Exercise brief
The data below holds the lines to copy: everything from the line containing "PR #339, opened 2017-10-07" to the line containing "### LINKED ISSUE #136: Montgomery", both ends included, set down exactly.
*** Opening of Data shown ***
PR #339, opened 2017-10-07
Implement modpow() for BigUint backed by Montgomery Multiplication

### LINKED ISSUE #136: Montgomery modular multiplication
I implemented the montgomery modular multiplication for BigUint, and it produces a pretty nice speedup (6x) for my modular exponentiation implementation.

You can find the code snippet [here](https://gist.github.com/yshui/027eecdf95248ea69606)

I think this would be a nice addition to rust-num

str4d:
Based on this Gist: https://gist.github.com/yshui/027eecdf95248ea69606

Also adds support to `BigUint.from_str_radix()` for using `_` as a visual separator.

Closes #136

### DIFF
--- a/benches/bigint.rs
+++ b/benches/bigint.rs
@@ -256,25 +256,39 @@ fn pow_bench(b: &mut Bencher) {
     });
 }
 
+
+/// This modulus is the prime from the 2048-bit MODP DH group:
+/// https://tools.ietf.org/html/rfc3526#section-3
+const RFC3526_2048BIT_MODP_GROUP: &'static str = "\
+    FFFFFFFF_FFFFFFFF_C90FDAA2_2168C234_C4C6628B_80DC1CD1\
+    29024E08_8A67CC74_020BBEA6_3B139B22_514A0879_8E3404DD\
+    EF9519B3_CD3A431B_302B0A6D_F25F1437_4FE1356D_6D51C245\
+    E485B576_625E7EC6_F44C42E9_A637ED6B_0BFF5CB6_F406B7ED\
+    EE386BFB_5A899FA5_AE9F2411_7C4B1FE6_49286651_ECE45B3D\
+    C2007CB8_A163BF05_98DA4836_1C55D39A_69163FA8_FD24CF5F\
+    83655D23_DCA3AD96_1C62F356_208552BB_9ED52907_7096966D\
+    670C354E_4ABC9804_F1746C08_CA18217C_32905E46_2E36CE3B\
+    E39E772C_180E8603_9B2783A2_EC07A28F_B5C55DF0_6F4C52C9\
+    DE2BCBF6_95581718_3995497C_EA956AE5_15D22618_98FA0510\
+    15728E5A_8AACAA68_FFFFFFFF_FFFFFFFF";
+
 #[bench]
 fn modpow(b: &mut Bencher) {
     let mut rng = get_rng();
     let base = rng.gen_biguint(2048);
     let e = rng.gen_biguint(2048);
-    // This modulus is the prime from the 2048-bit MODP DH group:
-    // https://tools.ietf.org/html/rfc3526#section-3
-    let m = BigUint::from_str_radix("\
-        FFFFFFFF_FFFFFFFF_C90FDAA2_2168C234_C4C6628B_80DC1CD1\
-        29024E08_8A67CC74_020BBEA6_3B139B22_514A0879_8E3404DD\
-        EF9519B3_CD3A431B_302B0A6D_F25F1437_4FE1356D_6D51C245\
*** Close of Data shown ***
*** Opening of Data shown ***
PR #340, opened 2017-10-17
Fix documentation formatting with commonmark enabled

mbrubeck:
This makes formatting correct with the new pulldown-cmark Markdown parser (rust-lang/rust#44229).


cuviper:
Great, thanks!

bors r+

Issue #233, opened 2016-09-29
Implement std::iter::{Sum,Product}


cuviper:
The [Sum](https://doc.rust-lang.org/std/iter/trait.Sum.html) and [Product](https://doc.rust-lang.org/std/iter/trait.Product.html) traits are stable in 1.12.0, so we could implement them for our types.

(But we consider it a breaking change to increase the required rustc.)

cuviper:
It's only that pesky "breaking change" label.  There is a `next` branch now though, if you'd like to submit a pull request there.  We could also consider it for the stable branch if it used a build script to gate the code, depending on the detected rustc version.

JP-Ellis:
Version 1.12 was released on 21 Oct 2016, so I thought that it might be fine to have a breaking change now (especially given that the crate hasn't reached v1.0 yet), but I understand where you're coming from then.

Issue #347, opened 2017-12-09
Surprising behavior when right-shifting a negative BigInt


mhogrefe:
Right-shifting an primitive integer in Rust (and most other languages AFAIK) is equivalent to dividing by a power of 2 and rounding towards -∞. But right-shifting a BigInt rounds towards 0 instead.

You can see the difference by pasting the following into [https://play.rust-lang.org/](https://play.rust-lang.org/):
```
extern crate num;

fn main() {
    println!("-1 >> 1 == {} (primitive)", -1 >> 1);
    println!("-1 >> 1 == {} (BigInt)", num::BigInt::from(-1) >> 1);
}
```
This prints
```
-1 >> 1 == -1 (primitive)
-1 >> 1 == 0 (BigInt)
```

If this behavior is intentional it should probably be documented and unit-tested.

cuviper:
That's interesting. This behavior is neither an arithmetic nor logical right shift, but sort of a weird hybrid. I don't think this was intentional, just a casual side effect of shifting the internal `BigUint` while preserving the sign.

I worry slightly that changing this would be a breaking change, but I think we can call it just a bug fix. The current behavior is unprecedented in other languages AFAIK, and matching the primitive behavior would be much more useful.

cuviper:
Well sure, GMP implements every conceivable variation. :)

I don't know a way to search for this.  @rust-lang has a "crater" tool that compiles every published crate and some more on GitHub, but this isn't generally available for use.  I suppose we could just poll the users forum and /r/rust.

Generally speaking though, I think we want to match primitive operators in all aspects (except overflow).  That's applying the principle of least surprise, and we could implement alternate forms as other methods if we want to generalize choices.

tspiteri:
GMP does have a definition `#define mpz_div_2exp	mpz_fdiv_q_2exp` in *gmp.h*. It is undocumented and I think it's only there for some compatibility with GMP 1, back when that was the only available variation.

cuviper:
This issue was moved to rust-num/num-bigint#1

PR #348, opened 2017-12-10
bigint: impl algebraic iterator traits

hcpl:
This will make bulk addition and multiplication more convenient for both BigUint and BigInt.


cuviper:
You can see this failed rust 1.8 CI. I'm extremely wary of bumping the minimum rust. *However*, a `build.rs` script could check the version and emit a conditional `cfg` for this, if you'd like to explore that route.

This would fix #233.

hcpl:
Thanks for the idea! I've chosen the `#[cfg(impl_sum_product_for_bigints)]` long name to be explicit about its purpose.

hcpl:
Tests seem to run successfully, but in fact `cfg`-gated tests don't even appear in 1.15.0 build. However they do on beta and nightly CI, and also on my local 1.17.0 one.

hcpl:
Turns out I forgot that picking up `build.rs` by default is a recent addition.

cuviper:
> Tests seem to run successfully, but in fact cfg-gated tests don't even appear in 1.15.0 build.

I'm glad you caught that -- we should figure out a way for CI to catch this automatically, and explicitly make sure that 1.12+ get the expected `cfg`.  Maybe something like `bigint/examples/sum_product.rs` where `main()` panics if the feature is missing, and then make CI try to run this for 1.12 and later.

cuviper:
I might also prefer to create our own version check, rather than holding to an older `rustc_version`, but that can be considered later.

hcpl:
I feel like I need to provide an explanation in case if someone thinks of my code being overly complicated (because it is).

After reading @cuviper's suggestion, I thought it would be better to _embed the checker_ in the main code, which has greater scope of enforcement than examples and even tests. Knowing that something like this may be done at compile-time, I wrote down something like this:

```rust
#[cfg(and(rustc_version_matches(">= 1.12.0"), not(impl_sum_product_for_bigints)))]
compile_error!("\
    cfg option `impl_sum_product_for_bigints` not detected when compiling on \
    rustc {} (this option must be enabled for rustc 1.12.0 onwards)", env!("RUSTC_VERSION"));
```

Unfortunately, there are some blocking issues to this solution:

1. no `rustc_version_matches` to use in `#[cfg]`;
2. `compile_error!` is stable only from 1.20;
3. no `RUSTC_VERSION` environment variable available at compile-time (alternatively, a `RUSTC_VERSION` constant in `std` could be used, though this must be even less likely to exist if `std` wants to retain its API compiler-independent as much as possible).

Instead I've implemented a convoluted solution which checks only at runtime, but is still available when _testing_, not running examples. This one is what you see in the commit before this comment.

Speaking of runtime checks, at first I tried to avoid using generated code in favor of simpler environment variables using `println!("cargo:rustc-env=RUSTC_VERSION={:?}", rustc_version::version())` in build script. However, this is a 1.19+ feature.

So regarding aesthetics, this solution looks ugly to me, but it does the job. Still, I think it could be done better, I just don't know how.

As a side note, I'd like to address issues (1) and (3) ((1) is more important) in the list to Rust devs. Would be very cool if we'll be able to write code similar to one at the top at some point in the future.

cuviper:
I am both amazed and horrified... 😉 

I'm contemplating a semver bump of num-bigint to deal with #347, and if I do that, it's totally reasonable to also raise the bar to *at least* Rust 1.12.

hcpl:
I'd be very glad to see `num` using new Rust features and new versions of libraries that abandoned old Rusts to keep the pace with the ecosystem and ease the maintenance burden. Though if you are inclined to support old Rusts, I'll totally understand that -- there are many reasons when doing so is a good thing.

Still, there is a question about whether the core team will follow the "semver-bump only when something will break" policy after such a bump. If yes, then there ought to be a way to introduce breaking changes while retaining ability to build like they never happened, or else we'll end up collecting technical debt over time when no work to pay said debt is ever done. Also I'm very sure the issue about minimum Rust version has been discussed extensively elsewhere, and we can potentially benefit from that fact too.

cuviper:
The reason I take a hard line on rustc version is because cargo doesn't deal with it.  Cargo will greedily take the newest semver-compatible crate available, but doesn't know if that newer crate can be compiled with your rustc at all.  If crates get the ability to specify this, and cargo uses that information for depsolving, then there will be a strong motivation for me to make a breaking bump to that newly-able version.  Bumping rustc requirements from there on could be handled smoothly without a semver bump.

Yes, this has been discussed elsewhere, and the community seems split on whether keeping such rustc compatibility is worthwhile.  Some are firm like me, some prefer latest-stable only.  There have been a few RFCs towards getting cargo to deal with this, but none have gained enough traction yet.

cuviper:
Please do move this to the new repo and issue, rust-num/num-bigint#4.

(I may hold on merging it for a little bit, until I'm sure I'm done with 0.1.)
*** Close of Data shown ***
*** Opening of Data shown ***
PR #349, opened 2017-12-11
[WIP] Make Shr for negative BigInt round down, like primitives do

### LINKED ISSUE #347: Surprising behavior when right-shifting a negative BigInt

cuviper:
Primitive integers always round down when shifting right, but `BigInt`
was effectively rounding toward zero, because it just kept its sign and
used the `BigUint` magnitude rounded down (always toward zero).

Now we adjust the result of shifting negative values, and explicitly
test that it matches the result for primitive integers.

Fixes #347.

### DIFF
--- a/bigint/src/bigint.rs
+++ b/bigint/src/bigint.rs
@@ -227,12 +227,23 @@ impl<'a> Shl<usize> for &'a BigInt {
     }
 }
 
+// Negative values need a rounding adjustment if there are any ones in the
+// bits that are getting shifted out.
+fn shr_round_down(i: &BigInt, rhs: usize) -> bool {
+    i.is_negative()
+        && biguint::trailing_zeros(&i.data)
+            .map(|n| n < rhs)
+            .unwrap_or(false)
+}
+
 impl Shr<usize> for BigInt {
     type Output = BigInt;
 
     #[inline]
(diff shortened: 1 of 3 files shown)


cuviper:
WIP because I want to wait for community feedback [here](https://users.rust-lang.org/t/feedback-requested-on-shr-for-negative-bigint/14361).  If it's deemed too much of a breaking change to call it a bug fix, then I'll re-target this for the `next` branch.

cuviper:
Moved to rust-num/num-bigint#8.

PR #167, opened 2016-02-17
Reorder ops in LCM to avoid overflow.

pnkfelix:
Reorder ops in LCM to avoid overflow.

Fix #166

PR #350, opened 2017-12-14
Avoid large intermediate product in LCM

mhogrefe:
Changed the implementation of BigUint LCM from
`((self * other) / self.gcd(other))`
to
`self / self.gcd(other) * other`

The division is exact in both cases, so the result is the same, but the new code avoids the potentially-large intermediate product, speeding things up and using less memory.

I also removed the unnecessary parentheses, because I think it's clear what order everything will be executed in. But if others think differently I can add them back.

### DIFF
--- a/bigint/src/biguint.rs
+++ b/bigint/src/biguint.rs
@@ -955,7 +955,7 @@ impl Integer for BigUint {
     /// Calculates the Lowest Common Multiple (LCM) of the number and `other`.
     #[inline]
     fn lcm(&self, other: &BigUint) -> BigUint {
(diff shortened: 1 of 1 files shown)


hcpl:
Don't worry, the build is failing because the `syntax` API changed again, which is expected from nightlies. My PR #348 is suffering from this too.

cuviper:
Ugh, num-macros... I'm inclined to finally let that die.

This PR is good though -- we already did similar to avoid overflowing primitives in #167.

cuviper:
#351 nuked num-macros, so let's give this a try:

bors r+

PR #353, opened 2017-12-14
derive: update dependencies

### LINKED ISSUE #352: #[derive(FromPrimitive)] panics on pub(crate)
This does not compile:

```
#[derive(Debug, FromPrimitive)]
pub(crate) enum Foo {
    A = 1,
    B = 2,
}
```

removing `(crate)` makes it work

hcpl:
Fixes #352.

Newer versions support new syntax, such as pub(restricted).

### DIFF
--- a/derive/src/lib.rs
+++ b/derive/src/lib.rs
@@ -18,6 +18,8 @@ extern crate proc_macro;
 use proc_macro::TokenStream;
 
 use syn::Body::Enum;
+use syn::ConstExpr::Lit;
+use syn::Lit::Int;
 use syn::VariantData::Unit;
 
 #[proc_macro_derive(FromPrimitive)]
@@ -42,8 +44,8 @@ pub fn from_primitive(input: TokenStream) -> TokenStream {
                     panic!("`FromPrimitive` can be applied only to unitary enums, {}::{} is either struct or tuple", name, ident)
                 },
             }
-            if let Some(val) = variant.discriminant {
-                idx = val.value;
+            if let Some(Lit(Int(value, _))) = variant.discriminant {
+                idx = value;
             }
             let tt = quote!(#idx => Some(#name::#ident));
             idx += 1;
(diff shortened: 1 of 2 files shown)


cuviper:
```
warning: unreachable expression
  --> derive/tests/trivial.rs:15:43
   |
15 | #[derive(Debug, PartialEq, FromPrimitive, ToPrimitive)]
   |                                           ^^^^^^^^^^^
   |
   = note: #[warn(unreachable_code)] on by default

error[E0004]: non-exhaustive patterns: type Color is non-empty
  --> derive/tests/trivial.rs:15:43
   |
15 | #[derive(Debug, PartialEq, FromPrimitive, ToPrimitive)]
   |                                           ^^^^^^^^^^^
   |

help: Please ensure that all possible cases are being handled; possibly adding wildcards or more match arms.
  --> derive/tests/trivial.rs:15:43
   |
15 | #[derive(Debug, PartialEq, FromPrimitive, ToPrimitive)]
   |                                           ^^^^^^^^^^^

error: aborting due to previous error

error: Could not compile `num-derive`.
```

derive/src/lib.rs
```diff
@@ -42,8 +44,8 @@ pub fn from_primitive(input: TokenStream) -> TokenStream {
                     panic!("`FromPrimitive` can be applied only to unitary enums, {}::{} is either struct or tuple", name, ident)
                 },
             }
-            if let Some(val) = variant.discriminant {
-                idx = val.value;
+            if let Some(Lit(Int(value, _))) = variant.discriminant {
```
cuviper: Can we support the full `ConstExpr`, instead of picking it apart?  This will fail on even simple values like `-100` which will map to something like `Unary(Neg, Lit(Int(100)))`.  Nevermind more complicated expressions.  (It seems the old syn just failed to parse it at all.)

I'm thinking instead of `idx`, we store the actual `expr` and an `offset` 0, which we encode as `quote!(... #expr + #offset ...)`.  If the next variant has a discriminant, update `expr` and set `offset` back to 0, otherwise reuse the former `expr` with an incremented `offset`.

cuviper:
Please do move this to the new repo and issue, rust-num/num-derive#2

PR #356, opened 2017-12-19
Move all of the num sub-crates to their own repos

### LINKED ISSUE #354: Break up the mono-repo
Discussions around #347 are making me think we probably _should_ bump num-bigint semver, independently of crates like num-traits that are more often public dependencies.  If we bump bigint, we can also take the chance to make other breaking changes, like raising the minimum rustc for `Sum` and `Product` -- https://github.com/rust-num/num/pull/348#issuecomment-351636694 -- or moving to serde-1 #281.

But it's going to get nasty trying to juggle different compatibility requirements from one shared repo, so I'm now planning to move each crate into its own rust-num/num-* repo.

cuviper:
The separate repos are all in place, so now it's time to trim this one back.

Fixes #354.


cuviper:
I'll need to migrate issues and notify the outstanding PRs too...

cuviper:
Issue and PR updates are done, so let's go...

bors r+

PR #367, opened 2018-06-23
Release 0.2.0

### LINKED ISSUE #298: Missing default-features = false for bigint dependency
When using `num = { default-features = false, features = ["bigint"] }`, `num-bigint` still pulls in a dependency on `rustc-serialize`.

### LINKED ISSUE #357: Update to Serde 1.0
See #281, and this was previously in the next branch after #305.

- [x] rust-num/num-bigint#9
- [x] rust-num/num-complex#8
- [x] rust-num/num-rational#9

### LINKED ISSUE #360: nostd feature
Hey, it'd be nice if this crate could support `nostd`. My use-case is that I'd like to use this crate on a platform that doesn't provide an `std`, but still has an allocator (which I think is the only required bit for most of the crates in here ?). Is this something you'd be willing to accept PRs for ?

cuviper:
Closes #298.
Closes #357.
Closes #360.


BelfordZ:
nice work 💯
*** Close of Data shown ***
Output below
PR #339, opened 2017-10-07
Implement modpow() for BigUint backed by Montgomery Multiplication

### LINKED ISSUE #136: Montgomery modular multiplication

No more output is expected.